There are two lines of thinking on the stocks. On the one hand, yes, the companies’ valuations on the stock market are huge compared to the money they actually make. A price-earnings ratio between 10 and 17 is generally considered normal. However, USA Today has already listed an example batch of nine small biotech firms valued between 87 and 233 times their earnings. According to a Bloomberg estimate, the figure for Twitter is around 881. Some social media startups have practically no earnings at all.

On the other hand, however, high price-earning ratios could be backed by expectations of phenomenal future growth. Both biotech and social media are likely poised for such expansion.

The crucial point is whether the stock prices will be able to fluctuate as usual as they are hit by corrections, or will crash instead. Institutional investors argue that the market is safe for now because most of the money has come from institutional investors. Whereas in 1999, they say, regular people were investing in dot-com stocks, pumping up prices with ill-informed speculation.

In the end, the story may diverge for biotech and social media. Many biotech startups aim to eventually make money as traditional businesses — by selling their innovations and products. The firms that have been listed as having high price-earnings ratios variously manufacture novel proteins to cure rare diseases or employ living organisms for drug production. But social media’s plans are frequently far more cloudy, as few social media startups in fact ever make money: they get bought out instead.
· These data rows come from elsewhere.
PR #404, opened 2023-03-14
NETOBSERV-924 adapt to new ovn annotation format

jotak:
The format of this annotation has changed between ocp 4.12 and 4.13 This kind of IPs are typically used in host-network traffic

### DIFF
--- a/pkg/pipeline/transform/kubernetes/cni/ovn_kubernetes.go
+++ b/pkg/pipeline/transform/kubernetes/cni/ovn_kubernetes.go
@@ -44,19 +44,9 @@ func AddOvnIPs(ips []string, node *v1.Node) []string {
 }
 
 func unmarshalAnnotation(annot []byte) (string, error) {
-	// Depending on OVN (OCP) version, the annotation might be JSON-encoded as a string, or an array of strings
-	// Try first as string (legacy)
-	var subnetsAsString map[string]string
-	err := json.Unmarshal(annot, &subnetsAsString)
-	if err == nil {
-		if subnet, ok := subnetsAsString["default"]; ok {
-			return subnet, nil
-		}
-		return "", fmt.Errorf("unexpected content for annotation %s: %s", ovnSubnetAnnotation, annot)
-	}
-
+	// Depending on OVN (OCP) version, the annotation might be JSON-encoded as a string (legacy), or an array of strings
 	var subnetsAsArray map[string][]string
-	err = json.Unmarshal(annot, &subnetsAsArray)
+	err := json.Unmarshal(annot, &subnetsAsArray)
 	if err == nil {
 		if subnets, ok := subnetsAsArray["default"]; ok {
 			if len(subnets) > 0 {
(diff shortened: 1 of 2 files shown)


pkg/pipeline/transform/kubernetes/cni/ovn_kubernetes.go
```diff
@@ -43,27 +43,49 @@ func AddOvnIPs(ips []string, node *v1.Node) []string {
...
+		if err != nil {
+			return "", err
+		}
+		ip4 := ip0.To4()
+		if ip4 == nil {
+			// TODO: what's the rule with ipv6?
+			return "", nil
 		}
-		return "", fmt.Errorf("unexpected content for annotation %s: %s", ovnSubnetAnnotation, subnetsJSON)
+		return fmt.Sprintf("%d.%d.%d.2", ip4[0], ip4[1], ip4[2]), nil
```
msherif1234, line 88: what is `.2` ? maybe u can use `fmt.Sprintf("%s",net.IPv4(ip4))`

jotak: The IP here is the first one of the range provided by the subnet that is read above; e.g. we read the subnet `10.128.0.0/23` ; then it's a tacit rule with ovn-k that the `.2` ip from that subnet is used for the mp0 interface, which is the one we want to track here. So we need somehow to convert `10.128.0.0/23` into `10.128.0.2`.

OlivierCazade (dismissed):

pkg/pipeline/transform/kubernetes/cni/ovn_kubernetes.go
```diff
@@ -43,27 +43,49 @@ func AddOvnIPs(ips []string, node *v1.Node) []string {
...
+func unmarshalAnnotation(annot []byte) (string, error) {
+	// Depending on OVN (OCP) version, the annotation might be JSON-encoded as a string, or an array of strings
+	// Try first as string (legacy)
+	var subnetsAsString map[string]string
+	err := json.Unmarshal(annot, &subnetsAsString)
+	if err == nil {
+		if subnet, ok := subnetsAsString["default"]; ok {
+			return subnet, nil
+		}
+		return "", fmt.Errorf("unexpected content for annotation %s: %s", ovnSubnetAnnotation, annot)
```
stleerh, line 55: (Minor) Wouldn't it be better to try the new way first and then if it fails, try legacy?

pkg/pipeline/transform/kubernetes/cni/ovn_kubernetes.go
stleerh: That will work only if you can assume the suffix is never greater than 24.  Otherwise, it should add 2 or | 2.

jotak: From past discussions, this is an assumption that we can make - although there's no guarantee that it won't change.

jpinsonneau (approved):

There have been billion-dollar venture capital valuations for tech companies on an almost weekly basis this year. Pinterest was valued at $5 billion, Airbnb at $10 billion, and Uber at $17 billion.

These compare to Facebook being valued at $500 million in 2006 — and making front-page headlines for it. There has clearly been a significant inflation in values, without a commensurate advance in revenue generation.

The market for social media ventures has had several hiccups already. Early this year, hedge funds pulled out of firms as related stock markets dipped.

Meanwhile, tech journalists in San Francisco are saying they are being inundated with invitations to schmoozing dinners as well as offers of gifts and — in some cases — free stocks. Those who were around in 1999 say it feels awfully familiar. Those who weren’t may end up being foolish enough to fall for the enticements: another cyclical bout of exuberance that could bring down the economy.